Closed dawsers closed 5 months ago

dawsers commented 5 months ago

I am trying to modify my media player widget to use a Widget.Stack so I can manage multiple mpris.players more easily.

I have found something that is not very intuitive, and I cannot really consider it a bug due to my ignorance about Gtk. I started writing some widgets for AGS this weekend, and I find it really cool. I am sure someone here will be able to make sense of it easily. Thank you in advance.

I have included a toy example that tries to show the problem I am having.

The problem is when I create a MediaPlayerBox, the player names show up at the bar normally, and they update as I create and change players.

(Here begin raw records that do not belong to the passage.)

Issue #522, opened 2018-06-29
Fix Local API Gateway doesn't catch exceptions and always return 200


danilop:
If you have an error/exception in the Lambda function or return a non-compliant response (without 'statusCode' or 'body'), the behavior of the Local API Gateway is different from the actual Amazon API Gateway: it is always returning a 200 OK.

ivanmartinvalle:
I'm seeing the same behavior. More specifically:

```sh
sam init -r nodejs -n no-error
cd no-error/hello_world
npm install
cd ..
# edit app.js
sam local start-api
curl 127.0.0.1:3000/hello
```

```js
// app.js
exports.lambda_handler = async (event, context, callback) => {
    callback(new Error('THIS IS AN ERROR'));
};
```

The error message appropriately is logged in the console, but the actual API returns a 200 OK with "no data" as the response body. API Gateway returns a 502 Bad Gateway Internal server error.

What's weird though, is that I was able to get the 502 locally ONCE...and then it went away and started returning a 200. I committed the 502 state and reset back to it...and the 502 didn't come back.

jfuss:
Yup this is a bug in the CLI. This was addressed for start-lambda command but it never got into start-api before the release. The explanation can be found [here](https://github.com/awslabs/aws-sam-cli/blob/develop/samcli/local/services/base_local_service.py#L143)

```
When the Lambda Function returns an Error/Exception, the output is added to the stdout of the container. From our perspective, the container returned some value, which is not always true. Since the output is the only information we have, we need to inspect this to understand if the container returned a some data or raised an error
```

We need to [update this](https://github.com/awslabs/aws-sam-cli/blob/develop/samcli/local/apigw/local_apigw_service.py#L144). It should be as simply as taking the last value of the return from `LambdaOutputParser.get_lambda_output` and handling the error case correctly.

bernardobelchior:
When the function returns an empty body, `aws-sam-cli` returns the body as "no data". Is this intended behaviour? I'd think AWS Lambda does not work like this

tutumi:
> When the function returns an empty body, `aws-sam-cli` returns the body as "no data". Is this intended behaviour? I'd think AWS Lambda does not work like this

I ran into the same problem and it seems it's intended https://github.com/awslabs/aws-sam-cli/blob/ec5c62b513f560053ed99a77350cae82de528694/samcli/local/apigw/local_apigw_service.py#L198 but I'm not sure if it should be like this.

[...]

PR #1154, opened 2019-04-25
Validate API Gateway Response Keys

awood45:
*Issue #, if available: Resolves Issue #522

*Description of changes:* Per my testing, API Gateway has 4 allowable response keys: `statusCode`, `body`, `headers`, and `isBase64Encoded`. None of these keys are required, but any extra keys will result in a 502 error from the service. Currently, the local API Gateway implementation will ignore extra keys, this change will cause those keys to raise an error, matching service behavior.

*Checklist:*

- [N/A] Write Design Document ([Do I need to write a design document?](https://github.com/awslabs/aws-sam-cli/blob/develop/DEVELOPMENT_GUIDE.rst#design-document))
- [Y] Write unit tests
- [N/A] Write/update functional tests
- [Y] Write/update integration tests
- [Y] `make pr` passes
- [N/A] Write documentation


samcli/local/apigw/local_apigw_service.py
```diff
@@ -230,6 +235,17 @@ def _parse_lambda_output(lambda_output, binary_types, flask_request):
...
+    @staticmethod
+    def _invalid_apig_response(output):
+        allowable = [
+            "statusCode",
+            "body",
+            "headers",
+            "isBase64Encoded"
+        ]
+        invalid_keys = set(output) - set(allowable)
+        return invalid_keys != set()
```
sanathkr: `return bool(invalid_keys)` is sufficient! In Python empty list/set is considered Falsy. The `!=` syntax is not too Pythonic ;)

samcli/local/apigw/local_apigw_service.py
```diff
@@ -230,6 +235,17 @@ def _parse_lambda_output(lambda_output, binary_types, flask_request):
...
 
+    @staticmethod
+    def _invalid_apig_response(output):
+        allowable = [
+            "statusCode",
+            "body",
+            "headers",
+            "isBase64Encoded"
+        ]
+        invalid_keys = set(output) - set(allowable)
```
sanathkr: nit: Is `output` dict? If so explicitly grab the keys using `output.keys()`.

awood45: Updated, and tests still passing locally.

samcli/local/apigw/local_apigw_service.py
awood45: Same story, tests still pass after this change, just merged.

tests/integration/local/start_api/test_start_api.py
```diff
@@ -86,6 +86,12 @@ def test_invalid_response_from_lambda(self):
         self.assertEquals(response.status_code, 502)
         self.assertEquals(response.json(), {"message": "Internal server error"})
 
+    def test_invalid_hash_response_from_lambda(self):
```
TheSriram: nit: json_response?

tests/integration/testdata/start_api/main.py
```diff
@@ -63,6 +63,10 @@ def invalid_response_returned(event, context):
     return "This is invalid"
 
 
+def invalid_hash_response(event, context):
```
TheSriram: nit: maybe just json response?

samcli/local/apigw/local_apigw_service.py
```diff
@@ -230,6 +235,17 @@ def _parse_lambda_output(lambda_output, binary_types, flask_request):
 
         return status_code, headers, body
 
+    @staticmethod
+    def _invalid_apig_response(output):
+        allowable = [
```
TheSriram: you could make allowable a set to begin with.
`
allowable = {...}
`

tests/integration/local/start_api/test_start_api.py
awood45: Sure

samcli/local/apigw/local_apigw_service.py
awood45: Changed, though I may have to change further as the set subtraction operator doesn't seem to be supported in Python 2.7

samcli/local/apigw/local_apigw_service.py
```diff
@@ -220,6 +220,11 @@ def _parse_lambda_output(lambda_output, binary_types, flask_request):
             LOG.error(message)
             raise TypeError(message)
 
+        # API Gateway only accepts statusCode, body, headers, and isBase64Encoded in
+        # a response shape.
+        if LocalApigwService._invalid_apig_response(json_output):
+            raise ValueError
```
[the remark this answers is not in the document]
awood45: Done

samcli/local/apigw/local_apigw_service.py
awood45: I made this change, just had to add the `set()` casting explicitly to the keys.

awood45:
Python 2.7 incompatibility is fixed, so this is ready for review again.

samcli/local/apigw/local_apigw_service.py
```diff
@@ -220,6 +220,12 @@ def _parse_lambda_output(lambda_output, binary_types, flask_request):
             LOG.error(message)
             raise TypeError(message)
 
+        # API Gateway only accepts statusCode, body, headers, and isBase64Encoded in
+        # a response shape.
+        if LocalApigwService._invalid_apig_response(json_output):
+            msg = "Invalid Response: " + str(json_output)
```
TheSriram: do we need to be more explicit in the response about accepted keys?

TheSriram: we can possibly move log statement up here just before throwing an exception.

samcli/local/apigw/local_apigw_service.py
```diff
@@ -230,6 +236,20 @@ def _parse_lambda_output(lambda_output, binary_types, flask_request):
...
 
+    @staticmethod
+    def _invalid_apig_response(output):
+        allowable = {
+            "statusCode",
+            "body",
+            "headers",
+            "isBase64Encoded"
+        }
+        # In Python 2.7, need to explicitly make the Dictionary keys into a set
```
TheSriram: Good to know!

samcli/local/apigw/local_apigw_service.py
awood45: To do this I'd probably want to actually return the invalid keys and then perform the boolean if at this top level. Should we move to that approach?

TheSriram: Yeah that sounds good, provides more context as well.

awood45: Addressed in most recent change.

Instead, when I create a MediaPlayerStack, the buttons never show up, even though I can inspect the graph (ags -i) and see they are there, but they are never mapped or made visible (their sizes are zero).

function MPlayer(player) {
    const label = Widget.Label();
    label.label = player.bus_name;

    return Widget.Button({
        class_name: 'media-test',
        child: label,
    });
}

function create_children_for_box(players) {
    let cs = [];
    for (let p of players) {
        console.log(`Created player ${p.bus_name}`);
        cs.push(MPlayer(p));
    }
    return cs;
}

function MediaPlayerBox() {
    return Widget.Box({
        setup: self => {
            mpris.connect('player-changed', (mpr, bus) => {
                print("Changing to player ", bus);
            });
            mpris.connect('player-added', (mpr, bus) => {
                print("Added player ", bus);
            });
        },
        children: mpris.bind('players').as(players => create_children_for_box(players)),
    });
}
function create_children_for_stack(players) {
    let cs = {};
    for (let p of players) {
        console.log(`Created player ${p.bus_name}`);
        cs[p.bus_name] = MPlayer(p);
    }
    return cs;
}
function MediaPlayerStack() {
    return Widget.Stack({
        setup: self => {
            mpris.connect('player-changed', (mpr, bus) => {
                print("Changing to player ", bus);
                self.shown = bus;
            });
            mpris.connect('player-added', (mpr, bus) => {
                print("Added player ", bus);
                self.shown = bus;
            });
        },
        children: mpris.bind('players').as(players => create_children_for_stack(players)),
    });
}

I have tried all kinds of CSS tricks, like setting min-width etc.

I also created another example where the children are initialized without delay, and it seems to work. Of course, that is useless in this case.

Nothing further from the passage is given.